## What you will do:
In the entries that follow, the first line to write out is the one containing "PR #5008, opened 2020-11-12", and the last is the one containing "expression, expression::Error as". Reproduce that stretch exactly, with nothing before or after it.

┄┄┄┄┄┄┄┄┄┄

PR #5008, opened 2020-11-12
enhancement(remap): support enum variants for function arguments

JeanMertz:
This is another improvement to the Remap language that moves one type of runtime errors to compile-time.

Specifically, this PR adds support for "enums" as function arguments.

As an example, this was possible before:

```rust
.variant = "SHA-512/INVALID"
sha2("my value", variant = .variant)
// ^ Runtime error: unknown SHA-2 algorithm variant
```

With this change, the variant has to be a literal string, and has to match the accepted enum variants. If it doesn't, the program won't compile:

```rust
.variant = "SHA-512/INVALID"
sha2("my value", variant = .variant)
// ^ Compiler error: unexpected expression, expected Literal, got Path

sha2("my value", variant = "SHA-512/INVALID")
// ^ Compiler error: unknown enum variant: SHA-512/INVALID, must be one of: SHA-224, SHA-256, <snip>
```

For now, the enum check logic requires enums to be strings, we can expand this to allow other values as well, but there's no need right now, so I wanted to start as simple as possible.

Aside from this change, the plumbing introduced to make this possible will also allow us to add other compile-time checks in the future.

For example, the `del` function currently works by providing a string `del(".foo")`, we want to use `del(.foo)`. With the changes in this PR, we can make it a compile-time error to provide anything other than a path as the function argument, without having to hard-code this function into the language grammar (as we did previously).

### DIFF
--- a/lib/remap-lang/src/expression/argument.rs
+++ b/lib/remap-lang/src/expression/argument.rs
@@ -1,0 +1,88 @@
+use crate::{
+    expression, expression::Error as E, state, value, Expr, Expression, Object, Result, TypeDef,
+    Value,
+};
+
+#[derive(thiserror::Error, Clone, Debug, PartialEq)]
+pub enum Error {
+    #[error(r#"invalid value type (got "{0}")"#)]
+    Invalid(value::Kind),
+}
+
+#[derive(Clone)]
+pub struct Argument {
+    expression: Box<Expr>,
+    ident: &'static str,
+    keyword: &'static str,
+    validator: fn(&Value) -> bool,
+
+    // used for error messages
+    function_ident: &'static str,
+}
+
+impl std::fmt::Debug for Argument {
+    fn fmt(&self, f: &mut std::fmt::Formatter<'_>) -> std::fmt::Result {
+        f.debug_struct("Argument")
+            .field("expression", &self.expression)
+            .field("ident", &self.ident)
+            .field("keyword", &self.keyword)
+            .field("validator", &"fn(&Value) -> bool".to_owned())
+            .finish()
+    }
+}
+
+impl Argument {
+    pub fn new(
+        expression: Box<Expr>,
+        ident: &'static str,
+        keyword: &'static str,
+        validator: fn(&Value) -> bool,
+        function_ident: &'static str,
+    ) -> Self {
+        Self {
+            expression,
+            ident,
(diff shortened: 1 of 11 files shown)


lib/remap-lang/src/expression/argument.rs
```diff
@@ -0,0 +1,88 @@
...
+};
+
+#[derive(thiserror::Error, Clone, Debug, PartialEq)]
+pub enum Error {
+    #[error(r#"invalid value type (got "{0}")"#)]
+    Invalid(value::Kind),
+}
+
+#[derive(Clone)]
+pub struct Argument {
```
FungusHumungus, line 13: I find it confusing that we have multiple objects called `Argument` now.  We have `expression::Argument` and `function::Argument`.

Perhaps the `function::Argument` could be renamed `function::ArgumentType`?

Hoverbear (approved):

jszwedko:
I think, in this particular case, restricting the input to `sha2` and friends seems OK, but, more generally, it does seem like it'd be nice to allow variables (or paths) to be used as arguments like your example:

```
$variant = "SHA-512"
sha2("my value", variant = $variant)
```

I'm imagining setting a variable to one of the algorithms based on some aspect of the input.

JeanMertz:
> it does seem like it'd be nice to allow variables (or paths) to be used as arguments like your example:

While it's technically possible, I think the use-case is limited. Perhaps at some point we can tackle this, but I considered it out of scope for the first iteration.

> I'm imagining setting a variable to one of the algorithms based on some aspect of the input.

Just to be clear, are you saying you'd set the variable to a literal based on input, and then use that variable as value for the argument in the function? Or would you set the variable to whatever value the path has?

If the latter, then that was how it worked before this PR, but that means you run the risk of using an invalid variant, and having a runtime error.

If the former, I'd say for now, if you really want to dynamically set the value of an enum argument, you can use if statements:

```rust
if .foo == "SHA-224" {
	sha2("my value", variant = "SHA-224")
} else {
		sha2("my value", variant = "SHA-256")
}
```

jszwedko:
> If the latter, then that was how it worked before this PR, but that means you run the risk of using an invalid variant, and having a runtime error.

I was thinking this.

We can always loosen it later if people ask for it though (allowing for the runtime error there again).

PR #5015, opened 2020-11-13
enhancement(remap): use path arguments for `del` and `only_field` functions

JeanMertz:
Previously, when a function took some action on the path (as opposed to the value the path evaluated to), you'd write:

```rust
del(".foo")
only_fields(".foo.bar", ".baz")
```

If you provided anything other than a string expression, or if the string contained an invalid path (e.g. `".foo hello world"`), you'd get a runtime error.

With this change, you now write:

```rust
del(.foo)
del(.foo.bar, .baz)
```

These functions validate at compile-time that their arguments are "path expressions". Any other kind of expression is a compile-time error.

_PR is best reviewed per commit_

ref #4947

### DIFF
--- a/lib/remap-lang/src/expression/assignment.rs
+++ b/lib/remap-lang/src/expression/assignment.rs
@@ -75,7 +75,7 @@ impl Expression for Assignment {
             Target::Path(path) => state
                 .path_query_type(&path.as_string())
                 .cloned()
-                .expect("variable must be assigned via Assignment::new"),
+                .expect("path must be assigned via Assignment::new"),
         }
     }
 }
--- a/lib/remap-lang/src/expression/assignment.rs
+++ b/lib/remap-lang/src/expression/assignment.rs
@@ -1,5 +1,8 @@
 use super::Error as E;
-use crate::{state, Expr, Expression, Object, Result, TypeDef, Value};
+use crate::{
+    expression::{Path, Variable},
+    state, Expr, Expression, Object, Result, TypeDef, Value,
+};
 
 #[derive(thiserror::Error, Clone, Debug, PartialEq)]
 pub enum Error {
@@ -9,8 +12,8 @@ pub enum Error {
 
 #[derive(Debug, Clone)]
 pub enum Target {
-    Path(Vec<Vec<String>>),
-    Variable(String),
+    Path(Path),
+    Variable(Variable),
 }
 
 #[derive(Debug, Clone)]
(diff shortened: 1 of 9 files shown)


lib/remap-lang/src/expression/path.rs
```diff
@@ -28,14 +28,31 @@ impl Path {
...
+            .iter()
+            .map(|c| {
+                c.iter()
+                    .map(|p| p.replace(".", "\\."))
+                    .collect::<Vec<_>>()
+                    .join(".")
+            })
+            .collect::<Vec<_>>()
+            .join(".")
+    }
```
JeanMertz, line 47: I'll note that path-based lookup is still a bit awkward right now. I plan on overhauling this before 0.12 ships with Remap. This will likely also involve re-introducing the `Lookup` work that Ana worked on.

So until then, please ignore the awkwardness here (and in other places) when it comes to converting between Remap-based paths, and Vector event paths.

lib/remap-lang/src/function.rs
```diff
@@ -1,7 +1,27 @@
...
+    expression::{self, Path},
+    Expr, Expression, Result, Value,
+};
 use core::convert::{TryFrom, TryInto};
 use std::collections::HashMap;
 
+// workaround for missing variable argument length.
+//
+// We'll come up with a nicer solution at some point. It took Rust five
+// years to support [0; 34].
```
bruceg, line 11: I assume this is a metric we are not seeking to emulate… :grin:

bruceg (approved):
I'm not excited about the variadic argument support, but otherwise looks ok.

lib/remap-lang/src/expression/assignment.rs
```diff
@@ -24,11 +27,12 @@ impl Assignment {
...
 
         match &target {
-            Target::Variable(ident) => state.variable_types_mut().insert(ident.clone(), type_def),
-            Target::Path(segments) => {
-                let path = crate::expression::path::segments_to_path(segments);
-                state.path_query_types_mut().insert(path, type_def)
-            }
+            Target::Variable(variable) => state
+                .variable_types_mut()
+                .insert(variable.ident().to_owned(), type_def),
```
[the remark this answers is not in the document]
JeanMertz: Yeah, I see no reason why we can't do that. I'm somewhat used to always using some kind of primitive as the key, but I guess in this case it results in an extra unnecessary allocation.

┄┄┄┄┄┄┄┄┄┄

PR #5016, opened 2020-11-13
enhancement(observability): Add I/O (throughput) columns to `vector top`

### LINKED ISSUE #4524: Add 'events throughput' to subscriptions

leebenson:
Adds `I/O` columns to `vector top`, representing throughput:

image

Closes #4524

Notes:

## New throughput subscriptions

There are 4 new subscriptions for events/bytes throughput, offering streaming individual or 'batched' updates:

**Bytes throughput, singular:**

┄┄┄┄┄┄┄┄┄┄

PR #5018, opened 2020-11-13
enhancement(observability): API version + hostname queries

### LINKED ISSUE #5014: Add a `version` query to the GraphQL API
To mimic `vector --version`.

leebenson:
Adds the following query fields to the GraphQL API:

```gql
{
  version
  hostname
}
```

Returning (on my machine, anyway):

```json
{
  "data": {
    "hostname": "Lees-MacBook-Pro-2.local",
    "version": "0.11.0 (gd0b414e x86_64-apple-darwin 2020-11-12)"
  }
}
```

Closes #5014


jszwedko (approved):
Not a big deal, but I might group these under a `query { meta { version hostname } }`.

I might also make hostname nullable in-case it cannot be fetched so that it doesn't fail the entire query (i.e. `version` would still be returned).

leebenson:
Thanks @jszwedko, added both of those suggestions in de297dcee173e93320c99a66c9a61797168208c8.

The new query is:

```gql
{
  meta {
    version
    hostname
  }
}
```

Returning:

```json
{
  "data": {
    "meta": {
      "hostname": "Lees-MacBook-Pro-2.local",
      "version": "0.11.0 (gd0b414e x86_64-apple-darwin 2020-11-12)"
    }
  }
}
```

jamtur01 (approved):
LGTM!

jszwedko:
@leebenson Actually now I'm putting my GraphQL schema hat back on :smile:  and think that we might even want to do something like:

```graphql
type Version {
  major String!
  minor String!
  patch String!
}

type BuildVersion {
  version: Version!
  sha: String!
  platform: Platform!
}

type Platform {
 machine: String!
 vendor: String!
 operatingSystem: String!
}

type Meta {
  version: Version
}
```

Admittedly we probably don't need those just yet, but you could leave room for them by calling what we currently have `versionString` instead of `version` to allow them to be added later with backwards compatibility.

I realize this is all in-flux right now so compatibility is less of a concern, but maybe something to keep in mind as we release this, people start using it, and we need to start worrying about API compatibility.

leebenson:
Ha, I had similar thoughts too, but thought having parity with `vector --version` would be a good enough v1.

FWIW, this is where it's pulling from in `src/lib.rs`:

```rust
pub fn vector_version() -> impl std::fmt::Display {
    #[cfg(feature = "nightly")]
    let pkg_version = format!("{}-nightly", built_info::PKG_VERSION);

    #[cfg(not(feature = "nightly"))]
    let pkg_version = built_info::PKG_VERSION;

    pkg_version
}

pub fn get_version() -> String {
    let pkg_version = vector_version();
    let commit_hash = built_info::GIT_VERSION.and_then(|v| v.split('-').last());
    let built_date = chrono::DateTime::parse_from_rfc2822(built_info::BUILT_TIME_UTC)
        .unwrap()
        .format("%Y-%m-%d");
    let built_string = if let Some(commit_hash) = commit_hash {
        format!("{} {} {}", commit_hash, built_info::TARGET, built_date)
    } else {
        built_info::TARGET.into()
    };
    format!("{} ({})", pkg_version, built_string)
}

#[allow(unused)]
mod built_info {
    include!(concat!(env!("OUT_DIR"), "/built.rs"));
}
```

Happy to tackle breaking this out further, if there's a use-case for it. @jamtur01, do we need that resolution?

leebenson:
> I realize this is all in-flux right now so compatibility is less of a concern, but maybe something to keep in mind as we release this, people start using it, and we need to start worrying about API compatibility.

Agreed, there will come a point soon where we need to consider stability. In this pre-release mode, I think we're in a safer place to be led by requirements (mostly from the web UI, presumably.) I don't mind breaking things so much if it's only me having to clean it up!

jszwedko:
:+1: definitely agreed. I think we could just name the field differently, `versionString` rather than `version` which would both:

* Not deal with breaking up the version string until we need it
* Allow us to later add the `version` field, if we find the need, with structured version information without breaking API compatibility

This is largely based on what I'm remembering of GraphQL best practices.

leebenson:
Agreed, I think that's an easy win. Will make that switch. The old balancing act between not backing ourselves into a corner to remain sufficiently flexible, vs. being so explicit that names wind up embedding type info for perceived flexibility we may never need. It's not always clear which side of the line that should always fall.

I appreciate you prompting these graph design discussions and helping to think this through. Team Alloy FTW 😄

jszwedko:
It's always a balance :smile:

┄┄┄┄┄┄┄┄┄┄

## Solved problem:
PR #5008, opened 2020-11-12
enhancement(remap): support enum variants for function arguments

JeanMertz:
This is another improvement to the Remap language that moves one type of runtime errors to compile-time.

Specifically, this PR adds support for "enums" as function arguments.

As an example, this was possible before:

```rust
.variant = "SHA-512/INVALID"
sha2("my value", variant = .variant)
// ^ Runtime error: unknown SHA-2 algorithm variant
```

With this change, the variant has to be a literal string, and has to match the accepted enum variants. If it doesn't, the program won't compile:

```rust
.variant = "SHA-512/INVALID"
sha2("my value", variant = .variant)
// ^ Compiler error: unexpected expression, expected Literal, got Path

sha2("my value", variant = "SHA-512/INVALID")
// ^ Compiler error: unknown enum variant: SHA-512/INVALID, must be one of: SHA-224, SHA-256, <snip>
```

For now, the enum check logic requires enums to be strings, we can expand this to allow other values as well, but there's no need right now, so I wanted to start as simple as possible.

Aside from this change, the plumbing introduced to make this possible will also allow us to add other compile-time checks in the future.

For example, the `del` function currently works by providing a string `del(".foo")`, we want to use `del(.foo)`. With the changes in this PR, we can make it a compile-time error to provide anything other than a path as the function argument, without having to hard-code this function into the language grammar (as we did previously).

### DIFF
--- a/lib/remap-lang/src/expression/argument.rs
+++ b/lib/remap-lang/src/expression/argument.rs
@@ -1,0 +1,88 @@
+use crate::{
+    expression, expression::Error as E, state, value, Expr, Expression, Object, Result, TypeDef,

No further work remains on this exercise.